Problem to solve: Output the data as it stands. Each line must match exactly.

Source material:

PR #10416, opened 2024-01-21
feat(kubernetes_platform): Update kubernetes_platform go package to include imagePullPolicy.

revit13:
Description of your changes:
Part of https://github.com/kubeflow/pipelines/issues/9714 and https://github.com/kubeflow/pipelines/issues/9980

Update kubernetes_platform go package to include image pull policy. Once this is ready, I will also update the backend driver, compiler, and SDK with this new feature.

Checklist:

- [x] The title for your pull request (PR) should follow our title convention. [Learn more about the pull request title convention used in this repository](https://github.com/kubeflow/pipelines/blob/master/CONTRIBUTING.md#pull-request-title-convention).

Issue #9980, opened 2023-09-13
[feature] Enable Setting Image Pull Policy in V2 SDK


PhilippeMoussalli:
### Feature Area

/area sdk

### What feature would you like to see?
KFP V1 supported setting the image pull policy [link](https://github.com/kubeflow/pipelines/blob/4bee3d8dc2ee9c33d87e1058bac2a94d899dd4a5/sdk/python/kfp/deprecated/dsl/_container_op.py#L518)

This feature is currently not available in KFP V2

### What is the use case or pain point?  

We used to set image pull policy to always in V1 to avoid cases when outdated images are pulled. 

### Is there a workaround currently?  

No current workaround.  

---

Love this idea? Give it a 👍.

rimolive:
cc @Tomcli @chensun I believe this issue can be closed as #10416 is merged. Can you confirm?

Tomcli:
Yes, #10417 should close this issue.
/close

Issue #9714, opened 2023-07-07
[feature] Editing Pod's spec.


stefanondisponibile:
### Feature Area

/area sdk

### What feature would you like to see?

I would like to understand what is the plan or the best practices for customizing the the Pod or container spec using `kfp`.
[Is this feature going to be deprecated together with the rest of the v1 sdk](https://github.com/search?q=repo%3Akubeflow%2Fpipelines+%22add_pod_annotation%22&type=code)?

### What is the use case or pain point?

In my case, I'm trying to add some _annotations_ (e.g. like it's defined [here](https://github.com/kubeflow/pipelines/blob/3b6201779c7db58c6cbc5fae1e02cac5420280af/samples/core/pipeline_transformers/pipeline_transformers.py#L27)). The pain point is that I don't feel like using a deprecated feature.

Having some control over the final manifest is critical, especially in cases where you need sidecars, annotations, etc. The lack of this flexibility makes it difficult to deal with critical requirements such as secrets handling or cluster-specific customizations.

[This](https://kubeflow-pipelines.readthedocs.io/en/sdk-2.0.1/source/dsl.html#kfp.dsl.PipelineTask) in particular:

> (`PipelineTask`) Replaces ContainerOp from kfp v1. Holds operations available on a task object, such as .after(), .set_memory_limit(), .enable_caching(), etc.

That `etc` is critical, we'll users be able to manipulate the final manifest? e.g. `set_annotations`?

### Is there a workaround currently?

Not quite? Other than using deprecated APIs?

Related issues:

* #4020 

---

Love this idea? Give it a 👍.

PR #10417, opened 2024-01-21
feat(Backend + SDK): Update kfp backend and kubernetes sdk to support ImagePullPolicy

revit13:
Description of your changes:
Part of Part of https://github.com/kubeflow/pipelines/issues/9714 and https://github.com/kubeflow/pipelines/issues/9980

Update kfp backend and kubernetes sdk to support image pull policy.
To be rebased and update go.mod after #10416 

Checklist:

 The title for your pull request (PR) should follow our title convention. [Learn more about the pull request title convention used in this repository](https://github.com/kubeflow/pipelines/blob/master/CONTRIBUTING.md#pull-request-title-convention).


Tomcli:
rebase and update go.mod after #10416

Tomcli (changes requested):
@revit13 Can you update the go.mod and the related files like in this PR? Thanks.
https://github.com/kubeflow/pipelines/pull/10427#pullrequestreview-1868388426

backend/src/v2/driver/driver.go
```diff
@@ -475,6 +475,12 @@ func extendPodSpecPatch(
 		podSpec.Containers[0].VolumeMounts = append(podSpec.Containers[0].VolumeMounts, volumeMounts...)
 	}
 
+	// Get image pull policy
+	if kubernetesExecutorConfig.GetImagePullPolicy() != "" {
```
Tomcli, line 479: Maybe we can also set kubernetesExecutorConfig.GetImagePullPolicy() as a variable, then check whether the value is one of ['Always', 'Never', 'IfNotPresent']?

There could be a case where someone can compose the IR without the SDK, so we also wants to check the value is valid before passing into the pod spec. If the value is not valid, we should raise an error instead.

revit13: @Tomcli Done. Thanks

chensun:
@revit13 Can you please rebase and resolve the conflicts?

kubernetes_platform/python/kfp/kubernetes/image.py
```diff
@@ -38,11 +38,33 @@ def set_image_pull_secrets(
...
 
     return task
+
+
+def set_image_pull_policy(task: PipelineTask, policy: str) -> PipelineTask:
+    """Set image pull policy for the container.
+
+    Args:
+        task: Pipeline task.
+        policy: One of `Always`, `Never`, `IfNotPresent`.
```
chensun, line 57: nit: using enum could be less error-prone, and also works with IDE code auto-complete. No strong preference though.

chensun (approved):
/lgtm
/approve

Hammad-NobleAI:
Putting this comment here... we need this facility through the Python API. Do we have any idea when the next release might be?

Reply:
PR #10416, opened 2024-01-21
feat(kubernetes_platform): Update kubernetes_platform go package to include imagePullPolicy.

revit13:
Description of your changes:
Part of https://github.com/kubeflow/pipelines/issues/9714 and https://github.com/kubeflow/pipelines/issues/9980

Update kubernetes_platform go package to include image pull policy. Once this is ready, I will also update the backend driver, compiler, and SDK with this new feature.

Checklist:

- [x] The title for your pull request (PR) should follow our title convention. [Learn more about the pull request title convention used in this repository](https://github.com/kubeflow/pipelines/blob/master/CONTRIBUTING.md#pull-request-title-convention).

Issue #9980, opened 2023-09-13
[feature] Enable Setting Image Pull Policy in V2 SDK


PhilippeMoussalli:
### Feature Area

/area sdk

### What feature would you like to see?
KFP V1 supported setting the image pull policy [link](https://github.com/kubeflow/pipelines/blob/4bee3d8dc2ee9c33d87e1058bac2a94d899dd4a5/sdk/python/kfp/deprecated/dsl/_container_op.py#L518)

This feature is currently not available in KFP V2

### What is the use case or pain point?  

We used to set image pull policy to always in V1 to avoid cases when outdated images are pulled. 

### Is there a workaround currently?  

No current workaround.  

---

Love this idea? Give it a 👍.

rimolive:
cc @Tomcli @chensun I believe this issue can be closed as #10416 is merged. Can you confirm?

Tomcli:
Yes, #10417 should close this issue.
/close

Issue #9714, opened 2023-07-07
[feature] Editing Pod's spec.


stefanondisponibile:
### Feature Area

/area sdk

### What feature would you like to see?

I would like to understand what is the plan or the best practices for customizing the the Pod or container spec using `kfp`.
[Is this feature going to be deprecated together with the rest of the v1 sdk](https://github.com/search?q=repo%3Akubeflow%2Fpipelines+%22add_pod_annotation%22&type=code)?

### What is the use case or pain point?

In my case, I'm trying to add some _annotations_ (e.g. like it's defined [here](https://github.com/kubeflow/pipelines/blob/3b6201779c7db58c6cbc5fae1e02cac5420280af/samples/core/pipeline_transformers/pipeline_transformers.py#L27)). The pain point is that I don't feel like using a deprecated feature.

Having some control over the final manifest is critical, especially in cases where you need sidecars, annotations, etc. The lack of this flexibility makes it difficult to deal with critical requirements such as secrets handling or cluster-specific customizations.

[This](https://kubeflow-pipelines.readthedocs.io/en/sdk-2.0.1/source/dsl.html#kfp.dsl.PipelineTask) in particular:

> (`PipelineTask`) Replaces ContainerOp from kfp v1. Holds operations available on a task object, such as .after(), .set_memory_limit(), .enable_caching(), etc.

That `etc` is critical, we'll users be able to manipulate the final manifest? e.g. `set_annotations`?

### Is there a workaround currently?

Not quite? Other than using deprecated APIs?

Related issues:

* #4020 

---

Love this idea? Give it a 👍.

PR #10417, opened 2024-01-21
feat(Backend + SDK): Update kfp backend and kubernetes sdk to support ImagePullPolicy

revit13:
Description of your changes:
Part of Part of https://github.com/kubeflow/pipelines/issues/9714 and https://github.com/kubeflow/pipelines/issues/9980

Update kfp backend and kubernetes sdk to support image pull policy.
To be rebased and update go.mod after #10416 

Checklist:

 The title for your pull request (PR) should follow our title convention. [Learn more about the pull request title convention used in this repository](https://github.com/kubeflow/pipelines/blob/master/CONTRIBUTING.md#pull-request-title-convention).


Tomcli:
rebase and update go.mod after #10416

Tomcli (changes requested):
@revit13 Can you update the go.mod and the related files like in this PR? Thanks.
https://github.com/kubeflow/pipelines/pull/10427#pullrequestreview-1868388426

backend/src/v2/driver/driver.go
```diff
@@ -475,6 +475,12 @@ func extendPodSpecPatch(
 		podSpec.Containers[0].VolumeMounts = append(podSpec.Containers[0].VolumeMounts, volumeMounts...)
 	}
 
+	// Get image pull policy
+	if kubernetesExecutorConfig.GetImagePullPolicy() != "" {
```
Tomcli, line 479: Maybe we can also set kubernetesExecutorConfig.GetImagePullPolicy() as a variable, then check whether the value is one of ['Always', 'Never', 'IfNotPresent']?

There could be a case where someone can compose the IR without the SDK, so we also wants to check the value is valid before passing into the pod spec. If the value is not valid, we should raise an error instead.

revit13: @Tomcli Done. Thanks

chensun:
@revit13 Can you please rebase and resolve the conflicts?

kubernetes_platform/python/kfp/kubernetes/image.py
```diff
@@ -38,11 +38,33 @@ def set_image_pull_secrets(
...
 
     return task
+
+
+def set_image_pull_policy(task: PipelineTask, policy: str) -> PipelineTask:
+    """Set image pull policy for the container.
+
+    Args:
+        task: Pipeline task.
+        policy: One of `Always`, `Never`, `IfNotPresent`.
```
chensun, line 57: nit: using enum could be less error-prone, and also works with IDE code auto-complete. No strong preference though.

chensun (approved):
/lgtm
/approve

Hammad-NobleAI:
Putting this comment here... we need this facility through the Python API. Do we have any idea when the next release might be?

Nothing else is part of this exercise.